#### The task
For every line in the data below that contains "split", copy the line.

Saved entries:
....
PR #205, opened 2022-04-01
Profile Game History

Fouad-sys:


mobile/src/main/java/ch/epfl/sdp/mobile/application/authentication/AuthenticatedUser.kt
```diff
@@ -91,4 +93,6 @@ class AuthenticatedUser(
           .whereArrayContains("followers", user.uid)
           .asFlow<ProfileDocument>()
           .map { it.mapNotNull { doc -> doc?.toProfile(this) } }
+
+  val pastGames: Flow<List<ChessMatch>> = emptyFlow()
```
alexandrepiveteau, line 97: The `ChessFacade` is responsible to get the chess games for any specific, so you should use its methods instead.

mobile/src/main/java/ch/epfl/sdp/mobile/application/chess/ChessFacade.kt
```diff
@@ -82,6 +86,48 @@ class ChessFacade(private val auth: Auth, private val store: Store) {
...
+   */
+  suspend fun determineMatchOutcome(match: Match): MatchResult? {
+    val game = match.game.filterNotNull().first()
+    when (game.nextStep) {
+      is NextStep.Checkmate -> MatchResult.Reason.CHECKMATE
+      is NextStep.Stalemate -> Tie
+      else -> Tie
+    }
+    return Tie
+  }
```
alexandrepiveteau, line 103: Please check with @barmettlerl how this can be done nicely. Also, `MatchResult` is a view concept, and should therefore not be used in the `ChessFacade`.

mobile/src/main/java/ch/epfl/sdp/mobile/application/chess/ChessFacade.kt
```diff
@@ -82,6 +86,48 @@ class ChessFacade(private val auth: Auth, private val store: Store) {
...
+
+  /**
+   * Returns a [Flow] of a list of [ChessMatch] of the matches played by the given profile.
+   *
+   * @param profile the profile we want to know their played [ChessMatch]es
+   */
+  fun chessMatches(profile: Profile): Flow<List<ChessMatch>> {
+    val matches = matches(profile)
+    return matches.map { list -> list.mapNotNull { match -> match.toChessMatch(profile.uid) } }
+  }
```
alexandrepiveteau, line 113: This can't be in the `ChessFacade`, since `ChessMatch` is a view concept.

mobile/src/main/java/ch/epfl/sdp/mobile/application/chess/ChessFacade.kt
```diff
@@ -82,6 +86,48 @@ class ChessFacade(private val auth: Auth, private val store: Store) {
...
+      currentUid: String,
+  ): ChessMatch? {
+    val blackID = this.black.filterNotNull().first().uid
+    val whiteID = this.white.filterNotNull().first().uid
+    val adversary = if (blackID == currentUid) whiteID else blackID
+    val result = determineMatchOutcome(this)
+    val game = this.game.first()
+    val moveNum = game.serialize().size
+    return result?.let { ChessMatch(adversary, result, moveNum) }
+  }
```
alexandrepiveteau, line 130: This should not be in the facade, and you should check with @barmettlerl how to make this conversion nicely and in an observable fashion.

mobile/src/main/java/ch/epfl/sdp/mobile/state/StatefulSettingsScreen.kt
```diff
@@ -9,12 +10,14 @@ import ch.epfl.sdp.mobile.ui.setting.SettingScreenState
...
+class AuthenticatedUserProfileScreenState(
+    private val user: AuthenticatedUser,
+    matches: List<ChessMatch>
+) : SettingScreenState {
   override val email = user.email
-  override val pastGamesCount = 0
+  override val pastGamesCount = matches.size
   override val puzzlesCount = 0
-  override val matches = emptyList<ChessMatch>()
+  override val matches = matches
```
alexandrepiveteau, line 20: The `pastGameCount` and `matches` values won't be updated, since they're passed once to the `AuthenticatedUserProfileScreenState` which is `remember`ed.

There are multiple approaches to implementing a ViewModel, and I suggest following a pattern similar to what you can find here : https://github.com/epfl-SDP/android/blob/main/mobile/src/main/java/ch/epfl/sdp/mobile/state/StatefulGameScreen.kt#L99-L127.

Notice how the `Flow` are collected in the ViewModel, using a `CoroutineScope` that's tied to the lifecycle of the composition. When a new element is collected, the associated `MutableState` is updated.

mobile/src/main/java/ch/epfl/sdp/mobile/application/chess/ChessFacade.kt
barmettlerl: Yes, you can merge my branch into yours

mobile/src/main/java/ch/epfl/sdp/mobile/state/StatefulSettingsScreen.kt
```diff
@@ -34,7 +56,61 @@ class AuthenticatedUserProfileScreenState(private val user: AuthenticatedUser) :
...
+}
+
+/**
+ * Returns a [Flow] of a list of [ChessMatch] of the matches played by the given profile.
+ *
+ * @param profile the profile we want to know their played [ChessMatch]es
+ */
+fun chessMatches(profile: Profile, chessFacade: ChessFacade): Flow<List<ChessMatch>> {
+  val matches = chessFacade.matches(profile)
+  return matches.map { list -> list.mapNotNull { match -> match.toChessMatch(profile.uid) } }
```
BadrTad, line 95: [Question ] May the list of `matches` has null elements and thus requires using `mapNotNull` ?

mobile/src/main/java/ch/epfl/sdp/mobile/ui/i18n/English.kt
```diff
@@ -45,6 +45,7 @@ object English : LocalizedStrings {
   override val profileLostByCheckmate = { moves: Int -> "Lost by checkmate after $moves moves" }
   override val profileLostByForfeit = { moves: Int -> "Lost by forfeit after $moves moves" }
   override val profileTieInfo = { moves: Int -> "Tie after $moves moves" }
+  override val profileAgainst = "Against "
```
BadrTad, line 48: There is a extra space next to `"Against "`

mobile/src/main/java/ch/epfl/sdp/mobile/ui/profile/UserScreen.kt
```diff
@@ -29,15 +40,88 @@ fun UserScreen(
...
+@Composable
+fun Match(
+    title: String,
+    subtitle: String,
+    icon: Painter,
+    modifier: Modifier = Modifier,
+) {
+  val titles = title.split(' ', limit = 2)
+  val profileAgainst = titles[0]
+  val profileOpponent = titles[1]
```
BadrTad, line 81: [Question] I don't really understand why is the  `profileAgainst` and `profileOpponent` deduced form the title. Don't they deserve their own arguments ? Plus what it's the difference between them the names are not clear to me.

BadrTad (commented):
Great work ! Just some few remarks.

mobile/src/main/java/ch/epfl/sdp/mobile/ui/i18n/English.kt
Fouad-sys: Indeed, it was meant to separate the word from the opponent's name

mobile/src/main/java/ch/epfl/sdp/mobile/ui/profile/UserScreen.kt
Fouad-sys: Hey Badr,
Yes indeed I was going to have them have separate arguments in the LocalizedStrings (which is why I also added the profileAgainst string value) then decided it may be best to keep the original title argument and split it in half in order to give each part a different color just like in the Figma mockup, while still utilizing the profileMatchTitle function in LocalizedStrings.

mobile/src/main/java/ch/epfl/sdp/mobile/state/StatefulSettingsScreen.kt
Fouad-sys: Probably not, you're right. MapNotNull was just used for safety.

mobile/src/main/java/ch/epfl/sdp/mobile/application/chess/ChessFacade.kt
```diff
@@ -10,6 +10,8 @@ import ch.epfl.sdp.mobile.application.chess.notation.serialize
 import ch.epfl.sdp.mobile.application.toProfile
 import ch.epfl.sdp.mobile.infrastructure.persistence.auth.Auth
 import ch.epfl.sdp.mobile.infrastructure.persistence.store.*
+import ch.epfl.sdp.mobile.ui.social.*
+import java.util.*
```
alexandrepiveteau, line 14: The imports should not be changed unless some new code actually uses them.

mobile/src/main/java/ch/epfl/sdp/mobile/ui/profile/ProfileScreenState.kt
```diff
@@ -15,7 +15,7 @@ interface ProfileScreenState : Person {
   val pastGamesCount: Int
 
   /** List of chess matches */
-  val matches: List<ChessMatch>
+  var matches: List<ChessMatch>
```
alexandrepiveteau, line 18: The consumers of `ProfileScreenState` should not be able to set the value of the `matches`, so this should remain a `val`.

```suggestion
  val matches: List<ChessMatch>
```

mobile/src/main/java/ch/epfl/sdp/mobile/ui/profile/ProfileScreen.kt
```diff
@@ -19,6 +19,7 @@ import androidx.compose.ui.unit.Dp
 import androidx.compose.ui.unit.dp
 import ch.epfl.sdp.mobile.state.LocalLocalizedStrings
 import ch.epfl.sdp.mobile.state.toColor
+import ch.epfl.sdp.mobile.ui.social.*
```
alexandrepiveteau, line 22: The imports should not be changed unless some new code actually uses them.

mobile/src/androidTest/java/ch/epfl/sdp/mobile/test/state/StatefulProfileScreenTest.kt
```diff
@@ -0,0 +1,48 @@
...
+import ch.epfl.sdp.mobile.test.infrastructure.persistence.store.document
+import kotlinx.coroutines.test.runTest
+import org.junit.Rule
+import org.junit.Test
+
+class StatefulProfileScreenTest {
+  @get:Rule val rule = createComposeRule()
+
+  @Test
+  fun Given_statefulProfileScreen_When_profileHasPastGames_Then_theyAreDisplayedOnScreen() {
```
alexandrepiveteau, line 23:
```suggestion
  fun given_statefulProfileScreen_when_profileHasPastGames_then_theyAreDisplayedOnScreen() {
```

mobile/src/androidTest/java/ch/epfl/sdp/mobile/test/state/StatefulSettingsScreenTest.kt
```diff
@@ -0,0 +1,54 @@
...
+import kotlinx.coroutines.flow.first
+import kotlinx.coroutines.test.runTest
+import org.junit.Rule
+import org.junit.Test
+
+class StatefulSettingsScreenTest {
+  @get:Rule val rule = createComposeRule()
+
+  @Test
+  fun Given_statefulSettingsScreen_When_profileHasPastGames_Then_theyAreDisplayedOnScreen() {
```
alexandrepiveteau, line 26:
```suggestion
  fun given_statefulSettingsScreen_when_profileHasPastGames_then_theyAreDisplayedOnScreen() {
```

mobile/src/androidTest/java/ch/epfl/sdp/mobile/test/ui/profile/ProfileScreenTest.kt
```diff
@@ -22,7 +22,7 @@ class ProfileScreenTest {
 
   @get:Rule val rule = createComposeRule()
 
-  open class TestProfileScreenState(override val matches: List<ChessMatch>) : ProfileScreenState {
+  open class TestProfileScreenState(override var matches: List<ChessMatch>) : ProfileScreenState {
```
alexandrepiveteau, line 25: Should be a `val`.

mobile/src/androidTest/java/ch/epfl/sdp/mobile/test/ui/setting/SettingScreenTest.kt
```diff
@@ -21,9 +21,9 @@ class SettingScreenTest {
 
   @get:Rule val rule = createComposeRule()
 
-  open class TestSettingScreenState(override val matches: List<ChessMatch>) : SettingScreenState {
+  open class TestSettingScreenState(override var matches: List<ChessMatch>) : SettingScreenState {
```
alexandrepiveteau, line 24: Should be a `val`.

mobile/src/androidTest/java/ch/epfl/sdp/mobile/test/ui/setting/SettingScreenTest.kt
```diff
@@ -21,9 +21,9 @@ class SettingScreenTest {
...
     override val email = "example@epfl.ch"
-    override val pastGamesCount = 10
+    override var pastGamesCount = 10
```
alexandrepiveteau, line 26: Should be a `val`.

mobile/src/main/java/ch/epfl/sdp/mobile/state/StatefulProfileScreen.kt
```diff
@@ -36,8 +34,14 @@ fun StatefulProfileScreen(
...
   val socialFacade = LocalSocialFacade.current
+  val chessFacade = LocalChessFacade.current
   val profile by remember(socialFacade, uid) { socialFacade.profile(uid) }.collectAsState(null)
-  val state = profile?.let { FetchedUserProfileScreenState(it) }
+  val matches =
+      remember(chessFacade, profile) { profile?.let { chessMatches(it, chessFacade) } }
+          ?.collectAsState(emptyList())
+          ?.value
+          ?: emptyList()
+  val state = profile?.let { FetchedUserProfileScreenState(it, matches) }
```
alexandrepiveteau, line 44: I think you should use the same pattern as here (https://github.com/epfl-SDP/android/blob/main/mobile/src/main/java/ch/epfl/sdp/mobile/state/StatefulFollowingScreen.kt#L91-L151) to manage the state using the facades and an eventual `CoroutineScope`.

mobile/src/main/java/ch/epfl/sdp/mobile/state/StatefulProfileScreen.kt
```diff
@@ -36,8 +34,14 @@ fun StatefulProfileScreen(
...
   if (state != null) {
```
alexandrepiveteau, line 45: This is some legacy code, but having a `null` `state` means something went terribly wrong, and we should get rid of it.

mobile/src/main/java/ch/epfl/sdp/mobile/ui/setting/SettingScreenState.kt
```diff
@@ -11,13 +11,13 @@ interface SettingScreenState : Person {
   val email: String
 
   /** Number of past games */
-  val pastGamesCount: Int
+  var pastGamesCount: Int
```
alexandrepiveteau, line 14:
```suggestion
  val pastGamesCount: Int
```

mobile/src/main/java/ch/epfl/sdp/mobile/ui/setting/SettingScreenState.kt
```diff
@@ -11,13 +11,13 @@ interface SettingScreenState : Person {
...
 
   /** Number of puzzles */
   val puzzlesCount: Int
 
   /** List of chess matches */
-  val matches: List<ChessMatch>
+  var matches: List<ChessMatch>
```
alexandrepiveteau, line 20:
```suggestion
  val matches: List<ChessMatch>
```

mobile/src/main/java/ch/epfl/sdp/mobile/ui/setting/SettingScreen.kt
```diff
@@ -33,30 +34,37 @@ import ch.epfl.sdp.mobile.ui.profile.rememberSettingTabBarState
...
+                  modifier = Modifier.fillMaxWidth(),
+                  elevation = elevation,
+              )
+            },
+            matches = state.matches,
+            lazyColumnState = lazyColumnState,
+            modifier = modifier.fillMaxSize(),
+            contentPadding = totalPadding,
+            onMatchClick = {})
+      })
```
alexandrepiveteau, line 67: What is this `Scaffold` used for ?

mobile/src/main/java/ch/epfl/sdp/mobile/ui/profile/UserScreen.kt
alexandrepiveteau: I 100% agree with @BadrTad. If the format of the title changes, this will go terribly wrong.

alexandrepiveteau (changes requested):
I'm not sure I understand all of the choices that were made here. To me, it looks like there's a lot of duplication with #212. Also, the logic should likely be identical between the settings screen and the profile screen.

I also believe some features are missing - it's not possible to click on a match to display it.

mobile/src/main/java/ch/epfl/sdp/mobile/ui/profile/UserScreen.kt
Fouad-sys: Fixed in 87b7aea

mobile/src/main/java/ch/epfl/sdp/mobile/application/chess/ChessFacade.kt
Fouad-sys: Fixed in 87b7aea

mobile/src/main/java/ch/epfl/sdp/mobile/ui/setting/SettingScreen.kt
Fouad-sys: Removed and replaced with UserScreen in e2d401e1c120ebfdd323d3d2971f29cb337d812b

Fouad-sys: Removed and replaced with UserScreen in e2d401e1c120ebfdd323d3d2971f29cb337d812b

mobile/src/main/java/ch/epfl/sdp/mobile/ui/profile/Match.kt
```diff
@@ -1,47 +1,66 @@
...
 import ch.epfl.sdp.mobile.ui.social.*
 
 /**
- * Composes a Match log using a match [title], [subtitle] and an [icon]
- * @param match a chess Match
- * @param onClick callback function if clicked on item
+ * Composes a Match log using a match [adversary], [subtitle] and an [icon].
+ *
+ * @param match the [ChessMatch] to compose.
+ * @param icon match icon.
```
KurohanaJuri, line 23: Miss `icon` param

mobile/src/main/java/ch/epfl/sdp/mobile/state/StatefulSettingsScreen.kt
```diff
@@ -1,21 +1,37 @@
...
 import ch.epfl.sdp.mobile.application.authentication.AuthenticatedUser
+import ch.epfl.sdp.mobile.application.chess.ChessFacade
 import ch.epfl.sdp.mobile.ui.setting.SettingScreenState
 import ch.epfl.sdp.mobile.ui.setting.SettingsScreen
 import ch.epfl.sdp.mobile.ui.social.ChessMatch
 import ch.epfl.sdp.mobile.ui.social.Person
+import kotlinx.coroutines.CoroutineScope
+import kotlinx.coroutines.launch
 
 class AuthenticatedUserProfileScreenState(
```
barmettlerl, line 15: Might Require some Documentation

mobile/src/main/java/ch/epfl/sdp/mobile/ui/profile/UserScreen.kt
```diff
@@ -29,15 +33,18 @@ fun UserScreen(
...
       state = lazyColumnState,
       verticalArrangement = Arrangement.Top,
       horizontalAlignment = Alignment.CenterHorizontally,
       modifier = modifier,
+      contentPadding = contentPadding,
   ) {
     item { header() }
     stickyHeader { profileTabBar() }
-    items(matches) { match -> Match(match, { onMatchClick(match) }) }
+    items(matches) { match -> Match(match, ChessIcons.WhiteKing, onMatchClick) }
```
barmettlerl, line 48: Should the color of the white king change whenever I'm the black player or does it stays always white ?

barmettlerl (approved):

mobile/src/main/java/ch/epfl/sdp/mobile/ui/profile/UserScreen.kt
Fouad-sys: No I think it is a default icon on figma

mobile/src/main/java/ch/epfl/sdp/mobile/state/StatefulSettingsScreen.kt
Fouad-sys: Fixed in 9337db8ae78de9150eed15e056e78fb9165dd16a

mobile/src/main/java/ch/epfl/sdp/mobile/state/StatefulProfileScreen.kt
Fouad-sys: Fixed in 9337db8ae78de9150eed15e056e78fb9165dd16a

mobile/src/main/java/ch/epfl/sdp/mobile/ui/profile/Match.kt
KurohanaJuri: My bad, I didn't see the icon parameter the first time I read it

KurohanaJuri (approved):

mobile/src/main/java/ch/epfl/sdp/mobile/state/StatefulProfileScreen.kt
```diff
@@ -27,16 +49,28 @@ class FetchedUserProfileScreenState(
...
+        override val name: String = ""
+        override val backgroundColor: Profile.Color = Profile.Color.Default
+        override val uid: String = ""
+        override val followed: Boolean = false
+      }
+  val fetchedProfile by
+      remember(socialFacade, uid) { socialFacade.profile(uid) }.collectAsState(null)
+  val profile = fetchedProfile ?: emptyProfile
+  val scope = rememberCoroutineScope()
+  val state = remember(profile) { FetchedUserProfileScreenState(profile, chessFacade, scope) }
```
alexandrepiveteau, line 74: Bug : you must specify some dependencies. If the `ChessFacade` or the `CoroutineScope` were to be changed, you'd need to re-create the `FetchedUserProfileScreenState`.

```suggestion
  val state = remember(profile, chessFacade, scope) { FetchedUserProfileScreenState(profile, chessFacade, scope) }
```

alexandrepiveteau (changes requested):
Great work, however there are still some details to address.

Aside from the bugs in the usage of `remember()`, you should introduce a more precise inheritance hierarchy in the states to avoid code duplication.

BadrTad (commented):
Great work ! Just a some few remarks

mobile/src/androidTest/java/ch/epfl/sdp/mobile/test/state/StatefulSettingsScreenTest.kt
```diff
@@ -0,0 +1,56 @@
...
+      authFacade.signInWithEmail("email@example.org", "password")
+      val user = authFacade.currentUser.filterIsInstance<AuthenticatedUser>().first()
+
+      val strings =
+          rule.setContentWithLocalizedStrings {
+            ProvideFacades(authFacade, socialFacade, chessFacade) {
+              StatefulSettingsScreen(user, {})
+            }
+          }
+      rule.onNodeWithText(strings.profileMatchTitle("B")).assertExists()
```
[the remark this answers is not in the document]
Fouad-sys: Yes, but since there is only one game here, it is best to check the description of the game

mobile/src/androidTest/java/ch/epfl/sdp/mobile/test/state/StatefulProfileScreenTest.kt
```diff
@@ -0,0 +1,68 @@
...
+      rule.onNodeWithText(strings.profileMatchTitle("B")).assertExists()
+    }
+  }
+
+  @Test
+  fun given_statefulProfileScreen_when_profileStateIsNull_then_aNullProfileIsDisplayed() {
+    runTest {
+      val auth = buildAuth { user("email@example.org", "password", "1") }
+      val store = buildStore {
+        collection("users") { document("1", ProfileDocument("1", name = "B")) }
```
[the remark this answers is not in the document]
Fouad-sys: Yes, but it is best to have a connected user for the test

mobile/src/main/java/ch/epfl/sdp/mobile/state/StatefulProfileScreen.kt
```diff
@@ -1,42 +1,39 @@
...
+class StatefulProfileScreen(
+    user: Profile,
+    private val chessFacade: ChessFacade,
+    private val scope: CoroutineScope,
+) : ProfileScreenState, Person by ProfileAdapter(user) {
+  override val email: String = ""
+  override var matches by mutableStateOf(emptyList<ChessMatch>())
+    private set
+  override var pastGamesCount = matches.size
+    private set
```
alexandrepiveteau, line 31: Bug : if the matches list gets updated, the count won't be updated.

```suggestion
  override val pastGamesCount
    get() = matches.size
```

mobile/src/main/java/ch/epfl/sdp/mobile/state/StatefulSettingsScreen.kt
```diff
@@ -1,27 +1,33 @@
...
+ * @param onEditProfileNameClickAction Callable lambda to navigate to the profile Edit popup
  */
-class SettingsScreenStateImpl(
-    user: AuthenticatedUser,
-    onEditProfileNameClickAction: State<() -> Unit>
-) : SettingScreenState, Person by ProfileAdapter(user) {
+class AuthenticatedUserProfileScreenState(
+    private val user: AuthenticatedUser,
+    private val chessFacade: ChessFacade,
+    private val scope: CoroutineScope,
```
alexandrepiveteau, line 26: Could these fields not be `val` ?

mobile/src/main/java/ch/epfl/sdp/mobile/state/StatefulProfileScreen.kt
```diff
@@ -1,42 +1,39 @@
...
-  val profile by remember(socialFacade, uid) { socialFacade.profile(uid) }.collectAsState(null)
-  val state = profile?.let { FetchedUserProfileScreenState(it) }
-  if (state != null) {
-    ProfileScreen(state, modifier)
+class StatefulProfileScreen(
+    user: Profile,
+    private val chessFacade: ChessFacade,
+    private val scope: CoroutineScope,
+) : ProfileScreenState, Person by ProfileAdapter(user) {
+  override val email: String = ""
```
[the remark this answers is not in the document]
Fouad-sys: I had that intuition as well

mobile/src/main/java/ch/epfl/sdp/mobile/ui/profile/ProfileScreen.kt
```diff
@@ -66,7 +71,7 @@ fun ProfileHeader(state: ProfileScreenState, modifier: Modifier = Modifier) {
     ProfilePicture(state)
     Column(horizontalAlignment = Alignment.CenterHorizontally) {
       Text(state.name, style = MaterialTheme.typography.h5)
-      Text(state.email, style = MaterialTheme.typography.subtitle2)
+      Text("", style = MaterialTheme.typography.subtitle2)
```
alexandrepiveteau, line 74: This seems a bit off to me. Why is this `Text` composable always empty ?

Fouad-sys: Fixed in e2d18a79d8d6c16fbd877e58ae775b417ef6e1cb

mobile/src/androidTest/java/ch/epfl/sdp/mobile/test/state/StatefulProfileScreenTest.kt
```diff
@@ -0,0 +1,70 @@
...
+      }
+      val authFacade = AuthenticationFacade(auth, store)
+      val socialFacade = SocialFacade(auth, store)
+      val chessFacade = ChessFacade(auth, store)
+      rule.setContentWithLocalizedStrings {
+        ProvideFacades(authFacade, socialFacade, chessFacade) { StatefulVisitedProfileScreen("2") }
+      }
+
+      rule.onAllNodesWithText("").assertCountEquals(2)
```
alexandrepiveteau, line 67: It's a bad practice to rely on the number of nodes for assertions. Moreover, it looks like a bad practice to rely on the nodes being empty.

What are you trying to test exactly ? Could some logic be extracted to the `FetchedUserProfileScreenState` and tested from there ?

alexandrepiveteau (changes requested):

alexandrepiveteau (approved):
Great work 🎉

matt989253 (approved):
Very nice! 🍾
....
#### Written response
+  val titles = title.split(' ', limit = 2)
Yes indeed I was going to have them have separate arguments in the LocalizedStrings (which is why I also added the profileAgainst string value) then decided it may be best to keep the original title argument and split it in half in order to give each part a different color just like in the Figma mockup, while still utilizing the profileMatchTitle function in LocalizedStrings.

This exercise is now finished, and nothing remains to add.